■ MATERIAL FOR THIS EXERCISE ■
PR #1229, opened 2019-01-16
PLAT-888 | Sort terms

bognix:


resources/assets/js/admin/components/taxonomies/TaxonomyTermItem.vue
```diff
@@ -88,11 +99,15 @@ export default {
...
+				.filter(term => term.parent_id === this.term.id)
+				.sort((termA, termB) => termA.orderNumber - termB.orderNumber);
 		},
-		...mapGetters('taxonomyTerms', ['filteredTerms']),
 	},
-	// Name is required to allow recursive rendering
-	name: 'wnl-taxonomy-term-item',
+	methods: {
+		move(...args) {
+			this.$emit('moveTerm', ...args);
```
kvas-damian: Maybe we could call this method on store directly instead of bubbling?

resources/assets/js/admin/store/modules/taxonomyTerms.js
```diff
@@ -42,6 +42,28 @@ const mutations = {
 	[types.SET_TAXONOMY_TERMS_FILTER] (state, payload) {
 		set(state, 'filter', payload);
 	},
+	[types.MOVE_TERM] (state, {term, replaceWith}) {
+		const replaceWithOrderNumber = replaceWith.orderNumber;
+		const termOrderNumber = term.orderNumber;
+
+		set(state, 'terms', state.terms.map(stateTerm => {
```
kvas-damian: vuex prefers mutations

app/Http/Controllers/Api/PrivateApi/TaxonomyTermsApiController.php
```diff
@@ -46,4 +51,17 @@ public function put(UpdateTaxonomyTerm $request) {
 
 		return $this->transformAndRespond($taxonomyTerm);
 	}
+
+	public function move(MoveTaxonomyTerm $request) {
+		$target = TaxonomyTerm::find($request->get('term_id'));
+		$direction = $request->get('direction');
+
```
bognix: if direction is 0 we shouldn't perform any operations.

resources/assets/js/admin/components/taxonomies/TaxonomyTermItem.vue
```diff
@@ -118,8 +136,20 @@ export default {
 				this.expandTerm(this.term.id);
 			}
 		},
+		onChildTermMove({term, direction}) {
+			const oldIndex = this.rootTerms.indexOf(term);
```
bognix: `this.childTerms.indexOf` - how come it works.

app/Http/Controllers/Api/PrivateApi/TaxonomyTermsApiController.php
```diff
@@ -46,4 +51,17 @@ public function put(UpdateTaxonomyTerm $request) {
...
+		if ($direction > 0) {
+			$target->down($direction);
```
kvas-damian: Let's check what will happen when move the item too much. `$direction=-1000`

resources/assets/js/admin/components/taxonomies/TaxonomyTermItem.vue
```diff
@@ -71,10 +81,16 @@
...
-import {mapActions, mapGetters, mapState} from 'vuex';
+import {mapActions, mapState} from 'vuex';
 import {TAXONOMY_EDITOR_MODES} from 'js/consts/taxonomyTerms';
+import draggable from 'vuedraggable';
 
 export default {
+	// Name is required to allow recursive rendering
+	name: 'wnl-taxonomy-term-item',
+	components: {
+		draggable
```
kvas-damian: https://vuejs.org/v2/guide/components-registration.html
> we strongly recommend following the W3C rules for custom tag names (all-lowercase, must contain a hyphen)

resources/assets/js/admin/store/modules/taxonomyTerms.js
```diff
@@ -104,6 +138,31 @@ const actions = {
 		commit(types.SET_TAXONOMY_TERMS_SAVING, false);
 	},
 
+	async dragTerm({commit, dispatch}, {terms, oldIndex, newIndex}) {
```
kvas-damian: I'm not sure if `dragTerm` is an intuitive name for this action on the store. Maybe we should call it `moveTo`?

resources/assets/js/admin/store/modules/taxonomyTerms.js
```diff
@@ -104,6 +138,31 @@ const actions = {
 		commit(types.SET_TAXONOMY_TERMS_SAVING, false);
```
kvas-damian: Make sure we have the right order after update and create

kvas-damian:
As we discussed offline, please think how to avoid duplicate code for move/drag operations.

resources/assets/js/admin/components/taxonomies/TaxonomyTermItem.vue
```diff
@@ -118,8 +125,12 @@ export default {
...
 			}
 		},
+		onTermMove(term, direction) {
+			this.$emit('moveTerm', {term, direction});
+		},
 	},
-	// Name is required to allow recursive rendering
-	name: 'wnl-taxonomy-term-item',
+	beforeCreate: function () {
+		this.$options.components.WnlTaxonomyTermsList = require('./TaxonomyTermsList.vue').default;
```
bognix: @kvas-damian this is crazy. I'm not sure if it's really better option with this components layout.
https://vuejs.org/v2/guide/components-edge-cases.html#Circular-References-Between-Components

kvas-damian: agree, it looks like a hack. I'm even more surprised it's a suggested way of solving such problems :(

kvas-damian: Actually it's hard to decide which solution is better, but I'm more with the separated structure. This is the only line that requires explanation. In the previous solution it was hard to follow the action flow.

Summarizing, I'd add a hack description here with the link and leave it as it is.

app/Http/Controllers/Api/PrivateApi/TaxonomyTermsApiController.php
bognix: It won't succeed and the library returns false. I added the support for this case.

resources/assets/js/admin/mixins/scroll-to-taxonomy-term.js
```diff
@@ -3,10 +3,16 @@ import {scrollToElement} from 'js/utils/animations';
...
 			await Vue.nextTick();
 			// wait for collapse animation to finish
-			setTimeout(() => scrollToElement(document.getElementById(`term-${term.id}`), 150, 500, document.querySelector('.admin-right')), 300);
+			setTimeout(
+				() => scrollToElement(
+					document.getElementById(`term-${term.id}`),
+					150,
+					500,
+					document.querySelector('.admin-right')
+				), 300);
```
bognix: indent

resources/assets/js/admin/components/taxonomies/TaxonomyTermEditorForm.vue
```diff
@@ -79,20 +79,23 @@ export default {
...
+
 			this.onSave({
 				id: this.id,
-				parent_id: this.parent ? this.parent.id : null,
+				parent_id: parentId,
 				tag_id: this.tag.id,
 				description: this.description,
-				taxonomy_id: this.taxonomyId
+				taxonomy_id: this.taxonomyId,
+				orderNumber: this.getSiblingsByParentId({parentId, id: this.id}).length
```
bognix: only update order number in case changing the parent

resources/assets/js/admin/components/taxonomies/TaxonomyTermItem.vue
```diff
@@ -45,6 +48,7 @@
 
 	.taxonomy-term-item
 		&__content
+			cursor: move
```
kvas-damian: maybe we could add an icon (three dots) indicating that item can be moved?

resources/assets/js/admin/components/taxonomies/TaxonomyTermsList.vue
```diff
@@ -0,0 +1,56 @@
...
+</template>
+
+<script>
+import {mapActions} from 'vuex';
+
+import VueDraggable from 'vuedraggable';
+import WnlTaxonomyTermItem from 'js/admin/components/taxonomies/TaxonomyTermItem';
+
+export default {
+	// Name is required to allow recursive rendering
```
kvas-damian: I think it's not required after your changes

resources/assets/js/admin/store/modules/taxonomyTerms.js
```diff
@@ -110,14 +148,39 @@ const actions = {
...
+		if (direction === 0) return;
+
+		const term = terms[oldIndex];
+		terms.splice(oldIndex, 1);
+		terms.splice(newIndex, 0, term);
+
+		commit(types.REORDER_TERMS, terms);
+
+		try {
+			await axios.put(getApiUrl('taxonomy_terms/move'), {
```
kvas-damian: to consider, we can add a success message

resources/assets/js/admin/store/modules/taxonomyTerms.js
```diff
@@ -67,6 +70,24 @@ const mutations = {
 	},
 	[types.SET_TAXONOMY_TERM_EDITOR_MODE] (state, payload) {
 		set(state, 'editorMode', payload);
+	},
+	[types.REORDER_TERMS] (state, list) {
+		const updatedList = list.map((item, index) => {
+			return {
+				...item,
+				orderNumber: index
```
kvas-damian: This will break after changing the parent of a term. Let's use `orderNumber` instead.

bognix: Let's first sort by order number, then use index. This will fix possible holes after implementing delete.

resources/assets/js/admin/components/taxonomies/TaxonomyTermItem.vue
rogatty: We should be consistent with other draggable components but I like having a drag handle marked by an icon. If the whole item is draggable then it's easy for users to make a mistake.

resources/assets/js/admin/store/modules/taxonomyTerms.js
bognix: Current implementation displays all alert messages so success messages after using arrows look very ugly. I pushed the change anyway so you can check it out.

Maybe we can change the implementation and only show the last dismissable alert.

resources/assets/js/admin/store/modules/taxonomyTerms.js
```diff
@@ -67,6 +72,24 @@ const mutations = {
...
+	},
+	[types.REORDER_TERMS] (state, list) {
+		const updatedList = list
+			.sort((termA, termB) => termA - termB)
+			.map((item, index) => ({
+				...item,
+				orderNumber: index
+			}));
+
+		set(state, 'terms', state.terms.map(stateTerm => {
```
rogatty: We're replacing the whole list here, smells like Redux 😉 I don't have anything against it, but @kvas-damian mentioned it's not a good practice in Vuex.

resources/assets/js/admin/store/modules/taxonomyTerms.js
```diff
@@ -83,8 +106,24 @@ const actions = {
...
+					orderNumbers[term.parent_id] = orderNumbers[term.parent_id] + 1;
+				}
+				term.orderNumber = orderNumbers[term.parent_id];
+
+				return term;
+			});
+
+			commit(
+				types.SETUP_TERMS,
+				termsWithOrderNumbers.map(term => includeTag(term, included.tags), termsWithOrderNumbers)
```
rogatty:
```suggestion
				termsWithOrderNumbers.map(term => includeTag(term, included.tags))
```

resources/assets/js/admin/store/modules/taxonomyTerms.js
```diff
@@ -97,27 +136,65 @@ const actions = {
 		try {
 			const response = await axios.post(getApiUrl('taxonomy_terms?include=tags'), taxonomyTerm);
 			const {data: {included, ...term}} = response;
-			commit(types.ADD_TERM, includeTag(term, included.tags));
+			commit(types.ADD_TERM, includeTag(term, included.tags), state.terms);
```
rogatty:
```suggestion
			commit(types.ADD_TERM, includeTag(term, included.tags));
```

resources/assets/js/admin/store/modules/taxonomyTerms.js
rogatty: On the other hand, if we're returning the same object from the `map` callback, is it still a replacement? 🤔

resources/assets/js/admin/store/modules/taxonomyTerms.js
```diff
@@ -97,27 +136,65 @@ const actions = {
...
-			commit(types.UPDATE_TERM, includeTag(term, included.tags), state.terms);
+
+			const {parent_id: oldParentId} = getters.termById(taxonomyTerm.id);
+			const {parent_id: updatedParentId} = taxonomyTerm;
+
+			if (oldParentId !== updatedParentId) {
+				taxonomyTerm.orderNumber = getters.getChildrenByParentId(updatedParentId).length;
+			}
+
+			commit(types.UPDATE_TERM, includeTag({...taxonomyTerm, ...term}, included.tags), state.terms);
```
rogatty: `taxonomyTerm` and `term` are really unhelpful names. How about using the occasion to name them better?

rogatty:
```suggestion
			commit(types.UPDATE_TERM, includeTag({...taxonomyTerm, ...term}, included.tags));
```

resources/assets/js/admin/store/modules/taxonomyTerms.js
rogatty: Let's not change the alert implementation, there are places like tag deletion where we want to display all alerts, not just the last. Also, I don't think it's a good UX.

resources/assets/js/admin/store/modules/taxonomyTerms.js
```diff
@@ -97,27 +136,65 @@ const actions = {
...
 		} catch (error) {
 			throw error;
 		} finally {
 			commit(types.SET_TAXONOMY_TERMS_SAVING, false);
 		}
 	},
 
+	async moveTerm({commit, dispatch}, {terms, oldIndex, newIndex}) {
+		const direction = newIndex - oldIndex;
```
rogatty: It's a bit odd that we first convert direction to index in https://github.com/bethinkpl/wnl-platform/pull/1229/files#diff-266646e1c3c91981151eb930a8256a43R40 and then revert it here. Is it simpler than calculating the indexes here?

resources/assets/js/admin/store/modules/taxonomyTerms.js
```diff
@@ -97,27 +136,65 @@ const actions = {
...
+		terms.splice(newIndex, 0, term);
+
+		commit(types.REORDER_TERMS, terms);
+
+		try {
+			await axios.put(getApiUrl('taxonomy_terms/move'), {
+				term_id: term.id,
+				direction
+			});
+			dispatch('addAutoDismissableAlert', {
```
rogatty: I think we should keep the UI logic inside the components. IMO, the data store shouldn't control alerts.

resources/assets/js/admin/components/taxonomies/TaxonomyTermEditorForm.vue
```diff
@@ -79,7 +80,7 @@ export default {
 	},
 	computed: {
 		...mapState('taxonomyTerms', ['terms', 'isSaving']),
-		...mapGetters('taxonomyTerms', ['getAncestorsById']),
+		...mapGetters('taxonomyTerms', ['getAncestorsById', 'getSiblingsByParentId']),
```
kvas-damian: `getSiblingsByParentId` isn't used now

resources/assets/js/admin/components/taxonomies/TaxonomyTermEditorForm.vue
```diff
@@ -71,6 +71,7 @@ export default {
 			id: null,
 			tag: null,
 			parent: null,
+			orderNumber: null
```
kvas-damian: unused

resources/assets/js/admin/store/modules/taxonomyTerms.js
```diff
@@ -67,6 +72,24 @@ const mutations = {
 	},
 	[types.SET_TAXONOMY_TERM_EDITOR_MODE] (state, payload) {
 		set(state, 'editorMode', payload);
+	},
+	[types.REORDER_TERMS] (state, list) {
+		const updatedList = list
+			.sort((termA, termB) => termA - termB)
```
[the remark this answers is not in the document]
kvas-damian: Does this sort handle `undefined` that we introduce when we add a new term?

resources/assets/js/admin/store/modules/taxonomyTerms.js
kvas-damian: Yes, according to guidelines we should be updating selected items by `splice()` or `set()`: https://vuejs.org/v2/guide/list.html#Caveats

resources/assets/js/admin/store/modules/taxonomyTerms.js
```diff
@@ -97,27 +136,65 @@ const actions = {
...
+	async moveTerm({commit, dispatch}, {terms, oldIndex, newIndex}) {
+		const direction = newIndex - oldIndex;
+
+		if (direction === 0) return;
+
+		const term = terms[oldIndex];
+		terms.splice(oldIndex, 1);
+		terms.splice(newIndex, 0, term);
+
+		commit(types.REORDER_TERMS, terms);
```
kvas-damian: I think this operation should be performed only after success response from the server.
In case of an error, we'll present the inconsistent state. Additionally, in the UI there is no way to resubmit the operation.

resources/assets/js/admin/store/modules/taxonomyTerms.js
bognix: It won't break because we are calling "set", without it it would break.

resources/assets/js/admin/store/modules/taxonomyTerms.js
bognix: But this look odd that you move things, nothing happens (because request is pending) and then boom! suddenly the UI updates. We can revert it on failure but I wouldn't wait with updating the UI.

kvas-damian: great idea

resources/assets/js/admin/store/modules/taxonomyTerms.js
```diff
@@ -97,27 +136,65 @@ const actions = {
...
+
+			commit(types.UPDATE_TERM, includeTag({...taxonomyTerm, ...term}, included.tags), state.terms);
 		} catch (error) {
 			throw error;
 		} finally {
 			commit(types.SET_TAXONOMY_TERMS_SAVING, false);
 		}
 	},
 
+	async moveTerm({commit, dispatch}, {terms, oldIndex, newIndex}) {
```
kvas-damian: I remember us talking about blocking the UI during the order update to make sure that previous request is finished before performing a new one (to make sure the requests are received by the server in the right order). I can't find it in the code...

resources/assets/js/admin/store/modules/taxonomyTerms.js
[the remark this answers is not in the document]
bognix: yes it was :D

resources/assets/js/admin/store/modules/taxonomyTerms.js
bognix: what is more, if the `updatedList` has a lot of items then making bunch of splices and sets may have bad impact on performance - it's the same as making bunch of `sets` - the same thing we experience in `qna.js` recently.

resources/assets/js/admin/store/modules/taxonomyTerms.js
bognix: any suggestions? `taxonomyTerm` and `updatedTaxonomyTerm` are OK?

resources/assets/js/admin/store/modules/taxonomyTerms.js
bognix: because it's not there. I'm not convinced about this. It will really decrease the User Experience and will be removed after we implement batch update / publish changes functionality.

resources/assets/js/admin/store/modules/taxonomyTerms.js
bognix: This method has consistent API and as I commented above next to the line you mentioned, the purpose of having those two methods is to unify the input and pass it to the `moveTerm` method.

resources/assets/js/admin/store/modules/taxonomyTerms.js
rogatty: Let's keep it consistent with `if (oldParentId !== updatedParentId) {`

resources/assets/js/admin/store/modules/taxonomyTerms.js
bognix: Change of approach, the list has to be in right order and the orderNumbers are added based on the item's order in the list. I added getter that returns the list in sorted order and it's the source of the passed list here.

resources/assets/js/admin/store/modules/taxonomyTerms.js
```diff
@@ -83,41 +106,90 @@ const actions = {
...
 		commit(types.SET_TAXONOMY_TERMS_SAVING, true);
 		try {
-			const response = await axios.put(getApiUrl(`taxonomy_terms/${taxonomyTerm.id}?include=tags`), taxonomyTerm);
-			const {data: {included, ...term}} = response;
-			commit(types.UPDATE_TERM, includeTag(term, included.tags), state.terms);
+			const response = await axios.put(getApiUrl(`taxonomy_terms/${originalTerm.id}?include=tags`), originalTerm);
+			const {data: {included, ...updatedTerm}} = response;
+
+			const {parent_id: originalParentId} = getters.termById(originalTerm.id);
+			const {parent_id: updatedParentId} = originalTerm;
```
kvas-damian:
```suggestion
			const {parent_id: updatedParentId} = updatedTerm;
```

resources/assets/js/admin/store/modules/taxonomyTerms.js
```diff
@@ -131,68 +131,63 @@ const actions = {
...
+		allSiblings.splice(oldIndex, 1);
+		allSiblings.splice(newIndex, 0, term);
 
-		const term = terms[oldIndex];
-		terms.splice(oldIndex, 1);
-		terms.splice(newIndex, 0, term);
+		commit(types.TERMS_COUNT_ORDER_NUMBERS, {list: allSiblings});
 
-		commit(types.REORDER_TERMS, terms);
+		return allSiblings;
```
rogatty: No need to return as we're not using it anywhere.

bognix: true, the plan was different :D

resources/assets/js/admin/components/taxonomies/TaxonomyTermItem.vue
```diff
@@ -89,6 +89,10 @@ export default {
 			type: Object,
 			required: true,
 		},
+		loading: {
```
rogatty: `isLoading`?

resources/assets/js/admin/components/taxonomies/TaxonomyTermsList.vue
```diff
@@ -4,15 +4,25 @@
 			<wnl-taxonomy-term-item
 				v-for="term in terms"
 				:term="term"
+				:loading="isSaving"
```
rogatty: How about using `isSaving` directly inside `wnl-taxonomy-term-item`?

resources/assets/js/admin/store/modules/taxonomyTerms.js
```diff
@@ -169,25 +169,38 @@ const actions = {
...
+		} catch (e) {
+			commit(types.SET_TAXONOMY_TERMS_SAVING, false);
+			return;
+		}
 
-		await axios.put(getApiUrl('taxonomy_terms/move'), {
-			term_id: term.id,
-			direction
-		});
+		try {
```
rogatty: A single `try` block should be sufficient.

* * *

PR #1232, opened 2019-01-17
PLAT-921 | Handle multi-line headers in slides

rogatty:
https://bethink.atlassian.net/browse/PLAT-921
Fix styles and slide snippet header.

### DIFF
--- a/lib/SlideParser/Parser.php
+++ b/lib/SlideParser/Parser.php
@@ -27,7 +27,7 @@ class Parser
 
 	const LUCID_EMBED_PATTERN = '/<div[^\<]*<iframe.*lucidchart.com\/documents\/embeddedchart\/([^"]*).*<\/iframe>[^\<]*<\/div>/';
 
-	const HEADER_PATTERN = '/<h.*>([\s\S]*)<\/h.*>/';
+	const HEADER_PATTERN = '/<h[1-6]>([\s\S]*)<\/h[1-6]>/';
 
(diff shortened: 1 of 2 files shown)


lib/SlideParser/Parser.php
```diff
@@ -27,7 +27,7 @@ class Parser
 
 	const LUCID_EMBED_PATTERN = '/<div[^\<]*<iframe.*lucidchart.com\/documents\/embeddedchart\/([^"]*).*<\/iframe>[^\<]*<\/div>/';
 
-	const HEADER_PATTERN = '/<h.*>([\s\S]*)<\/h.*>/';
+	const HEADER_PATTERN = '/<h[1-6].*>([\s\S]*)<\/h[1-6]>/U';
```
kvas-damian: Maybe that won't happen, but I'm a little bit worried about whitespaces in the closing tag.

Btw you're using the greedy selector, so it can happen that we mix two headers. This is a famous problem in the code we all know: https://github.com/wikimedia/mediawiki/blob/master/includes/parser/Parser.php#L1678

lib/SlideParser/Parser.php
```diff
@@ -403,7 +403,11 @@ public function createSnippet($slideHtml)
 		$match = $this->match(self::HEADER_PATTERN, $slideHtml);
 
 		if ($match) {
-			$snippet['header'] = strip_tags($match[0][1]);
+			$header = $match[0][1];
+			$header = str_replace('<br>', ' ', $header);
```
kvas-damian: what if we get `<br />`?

■ PROBLEM STATEMENT ■
Return only the number of lines above in which the string "same" occurs.

■ SOLVED PROBLEM ■
2